While laoding instances of base class works well, we run into issues when we try to load all commercial institutions:

2.1.2 :005 > Institution::Commercial.all
NoMethodError: undefined method `index' for nil:NilClass
               from /Users/lorefnon/Workspace/sample/app/models/concerns/optimally_inheritable.rb:24:in `sti_name'
               from /Users/lorefnon/.rvm/gems/ruby-2.1.2@sample/gems/activerecord-4.1.4/lib/active_record/inheritance.rb:170:in `block in type_condition'
               from /Users/lorefnon/.rvm/gems/ruby-2.1.2@sample/gems/activerecord-4.1.4/lib/active_record/inheritance.rb:170:in `map'
               from /Users/lorefnon/.rvm/gems/ruby-2.1.2@sample/gems/activerecord-4.1.4/lib/active_record/inheritance.rb:170:in `type_condition'
               from /Users/lorefnon/.rvm/gems/ruby-2.1.2@sample/gems/activerecord-4.1.4/lib/active_record/core.rb:170:in `relation'

The problem is obvious : the variable sti_class_list is not available in subclasses.

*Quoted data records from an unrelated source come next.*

PR #213, opened 2022-05-03
refactor(components/popovers): enable strict mode (#205)

Blackbaud-SteveBrush:


libs/components/popovers/testing/src/popover/popover-fixture.ts
```diff
@@ -62,30 +62,30 @@ export class SkyPopoverFixture {
...
 
-  private get bodyElement(): HTMLElement {
-    return this.queryOverlay('.sky-popover-body');
+  private get bodyElement(): HTMLElement | undefined {
+    return this.queryOverlay('.sky-popover-body') || undefined;
   }
 
-  private getOverlay(): HTMLElement {
-    return document.querySelector('sky-overlay');
+  private getOverlay(): Element | undefined {
```
johnhwhite, line 81: It seems like we should keep this consistent as `HTMLElement` or change other `HTMLElement` references to `Element`.

Blackbaud-SteveBrush: This is a cherry-pick commit, so we'll need to fix it in `5.x.x` as well.

In any case, when querying against the `document`, TypeScript returns either `Element | null`, whereas when querying against an `HTMLElement` TypeScript returns `HTMLElement | null`. I figured we should respect what the native API returns instead of casting it as an extended type. (This is also a private method so it's not a breaking change.)

johnhwhite (approved):

PR #220, opened 2022-05-03
docs(apps/code-examples): cleanup CSS class usage (#161)

Blackbaud-SteveBrush:


apps/code-examples/src/app/code-examples/lists/repeater/basic/repeater-demo.component.scss
```diff
@@ -2,7 +2,7 @@
   display: flex;
   flex-wrap: wrap;
 
-  div.sky-emphasized {
+  div.sky-font-emphasized {
```
Blackbaud-PaulCrowder: This is a weird thing to do, overriding a CSS class that just happens to be on an element that needs this style. Can you change this so it has its own CSS class instead of piggybacking off an unrelated SKY UX CSS class?

Blackbaud-PaulCrowder: Looks like this happens in the `add-remove` and `inline-form` examples as well.

Blackbaud-SteveBrush: Sure thing.

Blackbaud-PaulCrowder (approved):

PR #221, opened 2022-05-03
deprecation(components/layout): `SkyCardComponent` is deprecated; use a different container from the content container guidelines instead

Blackbaud-TrevorBurch:


libs/components/layout/src/lib/modules/card/card-content.component.ts
```diff
@@ -1,7 +1,8 @@
 import { Component } from '@angular/core';
 
 /**
- * Specifies the content to display in the body of the card.
+ * Specifies the content to display in the body of the card.\
```
Blackbaud-SteveBrush: Got a rogue backward slash.

Blackbaud-SteveBrush (approved):

PR #232, opened 2022-05-04
fix(components/core): convert `SkyNumericOptions` from a class to an interface

Blackbaud-SteveBrush:


libs/components/core/src/lib/modules/numeric/numeric.pipe.spec.ts
```diff
@@ -18,7 +18,7 @@ describe('Numeric pipe', () => {
       markForCheck: jasmine.createSpy('markForCheck'),
     };
 
-    expectedConfig = new SkyNumericOptions();
+    expectedConfig = new NumericOptions();
```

So we rectify our solution:

def sti_cls_list
  if superclass.respond_to? :sti_cls_list
    superclass.sti_cls_list
  else
    @sti_cls_list
  end
end

This resolves the aforementioned issues.

Now that we have reached the end of the post, it would be a good time to highlight the drawbacks of our approach:

  1. Firstly, The array passed to support_sti_for function will have to be kept in sync with the class names, if the name of any model class changes in future.
  2. Secondly, While it is safe to add new entries to supported classes, their order can not be arbitrarily changed without running a data correction script first.

This concludes our post. The full source code is available at Github. As always, any criticism or feedback is welcome.